- **YOUR OBJECTIVE**
Copy out each line of the data that contains "should".
======== SOURCE MATERIAL ========
Issue #305, opened 2023-06-11
dev: Add regression smoke test


thomaspinder:
A [smoke test](https://en.wikipedia.org/wiki/Smoke_testing_(software)) for a regression example with the conjugate mll objective should be added. This can follow a similar workflow to the regression notebook where the final MLL, predictive mean, and predictive variance/standard deviation values are tested.

Issue #304, opened 2023-06-11
dev: Add stochastic VI smoke test


thomaspinder:
A [smoke test](https://en.wikipedia.org/wiki/Smoke_testing_(software)) for a stochastic VI example with the ELBO objective should be added. This can follow a similar workflow to the stochastic VI notebook where the final ELBO, predictive mean, and predictive variance/standard deviation values are tested.

Issue #303, opened 2023-06-11
dev: Add sparse GP smoke test


thomaspinder:
A [smoke test](https://en.wikipedia.org/wiki/Smoke_testing_(software)) for a sparse regression example with the collapsed ELBO should be added. This can follow a similar workflow to the sparse notebook where the final ELBO, predictive mean, and predictive variance/standard deviation values are tested.

PR #307, opened 2023-06-11
Smoke testing

thomaspinder:
## Type of changes

- [ ] Bug fix
- [ ] New feature
- [X] Tests
- [ ] Other

## Checklist

## Description

This PR introduces a smoke test for the regression workflow facilitated by GPJax. It asserts that the predictive mean, predictive standard deviation, MLL evaluate to ground truths.

Issue Number: #303 #304 #305


tests/smoke.py
```diff
@@ -0,0 +1,83 @@
...
+import jupytext
+import numpy as np
+
+
+@dataclass
+class Result:
+    path: str
+    true_mean: float
+    true_stddev: float
+    true_objective: float
```
daniel-dodd, line 13: - This is neat. I like it.

- Maybe though there is a better structure that allows for other things we can test. 
- To me the result is just a fixed dataclass of values: 
```python
@dataclass
 class Result:
     true_mean: float
     true_stddev: float
     true_objective: float
```

And we could have smoke test:
```python
@dataclass
 class SmokeTest:
     path: str
     
    def test(self,..., result: Result):
        ....
```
========
- **SOLUTION**
A [smoke test](https://en.wikipedia.org/wiki/Smoke_testing_(software)) for a regression example with the conjugate mll objective should be added. This can follow a similar workflow to the regression notebook where the final MLL, predictive mean, and predictive variance/standard deviation values are tested.
A [smoke test](https://en.wikipedia.org/wiki/Smoke_testing_(software)) for a stochastic VI example with the ELBO objective should be added. This can follow a similar workflow to the stochastic VI notebook where the final ELBO, predictive mean, and predictive variance/standard deviation values are tested.
A [smoke test](https://en.wikipedia.org/wiki/Smoke_testing_(software)) for a sparse regression example with the collapsed ELBO should be added. This can follow a similar workflow to the sparse notebook where the final ELBO, predictive mean, and predictive variance/standard deviation values are tested.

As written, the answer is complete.